Friday 6 May 2011

No Reservations

Published February 2008


A bit of advance warning. This week's article is heavily peppered (pun fully intended) with a large amount of personal bias. First off, let me just say that I love Anthony Bourdain. Not heard of him? Fine it's understandable that you may not have had the chance to pick up one of his books but if you have cable TV at home and are not living under a giant rock, there is a high likelihood that you have come across some of his shows as he travels around the world in "A Cook's Tour", looking for "kicks, thrills, epiphanies" and the "perfect meal". While filming he has had the opportunity to sample some of the most unusual ingredients in the world - whole cobra in Vietnam, seal eyeball in Alaska, warthog rectum in Namibia and fermented shark in Iceland. And he didn't shirk away from any of them. He does however admit to his intolerance towards most vegetables. As well as his refusal to allow Billy Joel's music to be played in his kitchens.

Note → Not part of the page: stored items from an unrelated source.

PR #3863, opened 2022-02-21
feat: add logging of cancelled outputs when transaction is rejected

philipr-za:
Description
---
This PR just adds some logging of which outputs were specifically cancelled when a transaction is reject by the base node. In addition when an output is marked as Unspent we also clear the Mined In Block field which will result in that output being revalidated the next time a validation is done.

### DIFF
--- a/base_layer/wallet/src/output_manager_service/storage/sqlite_db/mod.rs
+++ b/base_layer/wallet/src/output_manager_service/storage/sqlite_db/mod.rs
@@ -873,7 +873,7 @@ impl OutputManagerBackend for OutputManagerSqliteDatabase {
 
         for output in outputs.iter() {
             if output.received_in_tx_id == Some(i64::from(tx_id)) {
-                debug!(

Saddled with the moniker "bad boy of cuisine", Tony is very clearly a man who is a chef's chef. Someone who smokes and drinks with the same amount of gusto he reserves for a beautiful cut of meat, combined with a tiny level of sexual innuendo and a strong hint of mischief as well as a pure and open passion for anything food related.

Born and raised in New York, Bourdain's introduction to food began as a child when he tasted his first oyster and described it as life altering : "I took it in my hand, tilted the shell back into my mouth as instructed by the now beaming Monsieur Saint-Jour and with one bite and a slurp, wolfed it down. It tasted of seawater...of brine and flesh...and somehow...of the future."

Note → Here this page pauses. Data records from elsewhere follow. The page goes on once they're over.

PR #3869, opened 2022-02-23
chore: fix cargo udeps warnings in tari_metrics

sdbondi:
Description
---
- adds `optional` attribute to some dependencies in tari_metrics that are only used with certain features.
- `cargo udeps` no longer gives any warnings about unused dependencies.
- moves openssl-sys vendoring dependency to from comms to tari_p2p (used by tari_p2p dns-seed implementation) 

Motivation and Context
---
`cargo udeps` passes

How Has This Been Tested?
---
cargo +nightly udeps

### DIFF
--- a/Cargo.lock
+++ b/Cargo.lock
@@ -122,22 +122,10 @@ dependencies = [
 ]
 
 [[package]]
-name = "antidote"
-version = "1.0.0"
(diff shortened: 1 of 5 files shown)


delta1 (approved):
LGTM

A humble beginning as a dishwasher in a small Provincetown fish restaurant led to classes at the Culinary Institute of America. After working in some of the most prominent restaurants in New York Bourdain became Executive Chef at Les Halles Brasserie and still holds fort there even as he trots the globe in search of a new food experience. His thorough and consistent writing in exposing the true lifestyle of chefs in kitchens everywhere is largely based on his own personal experience.

The author of nine books including the phenomenal "Kitchen Confidential : Adventures In The Culinary Underbelly" Bourdain's writing and wit has been enormously popular around the world. Gritty enough for the uninitiated while still being fittingly appropriate for most self-proclaimed gourmands, Bourdain offers up the most honest chronicles I have ever come across. A brutally straightforward and hilarious memoir of a very complex chef with a rock star mentality, Bourdain shares pearls of kitchen wisdom with the masses :

* Diners are encouraged not to order fish on Mondays as it would have been sitting in the freezer over the weekend and therefore wouldn't be as fresh as you'd like.

* Always check out the bathrooms of a restaurant. It'll give you a good indication of the cleanliness of the kitchen too.

* The breadbaskets offered at your table would have probably been recycled from the table of other diners.

* In most kitchens, the 'three second rule' applies. If food is dropped on the floor and rescued within three seconds then it is still considered edible.

My introduction to Bourdain began in the early days of 2002. I was at an overseas airport traveling back home and had hours to kill. With nothing to do except skulk around the duty free areas and book shops, I came across "Kitchen Confidential". How cool, I thought to myself. And after reading the brief synopsis on the jacket I decided that this was the book for me. To say that I sunk my teeth into it and devoured it thoroughly over the next few hours is a laughable understatement. This was quickly followed up with my zest to find as many of his books as I could. I was elated when I managed to track down "A Cook's Tour" and was quietly in awe and fully aware of the great recipes I was about to absorb when I lovingly unwrapped and began to read "Anthony Bourdain's Les Halles Cookbook"

When asked in a recent interview about what makes the worst type of customer, Bourdain replied, 'The worst? Easy. The man who comes in and as soon as you see or hear him you know he's saying, "I am determined, no matter what happens, to have a miserable time tonight. Whether the food is great or not, and no matter what the wine and service are like, I will show off in front of my companions and make life hell for the waiter, because my life is all about power and I am a seriously unhappy jerk." There are plenty of them. Everywhere. Them and the psycho food nerds. They take notes while eating. They're not the very worst but they're worrisome, demanding for the chef. Chefs and regular restaurant-goers are the best, and leave the best tips. I love other chefs.'


In his book 'Nasty Bits' Bourdain makes his opinions blatantly and side-splittingly clear in stating that "the terrible sameness of some of-the-momentPacific Rim, Pan-Asian and Nuevo Latino menus, in which chefs misuse Asian or South American ingredients with the single-minded enthusiasm of golden retrievers in heat, attempting coitus with one's leg blindly and unproductively."

Having dabbled in professional kitchens myself many years ago, I have a strong affinity for those who don the kitchen whites. And no other celebrity chef understands the bond between cooks and what it is that makes the lifestyle more than tolerable than Anthony Bourdain himself.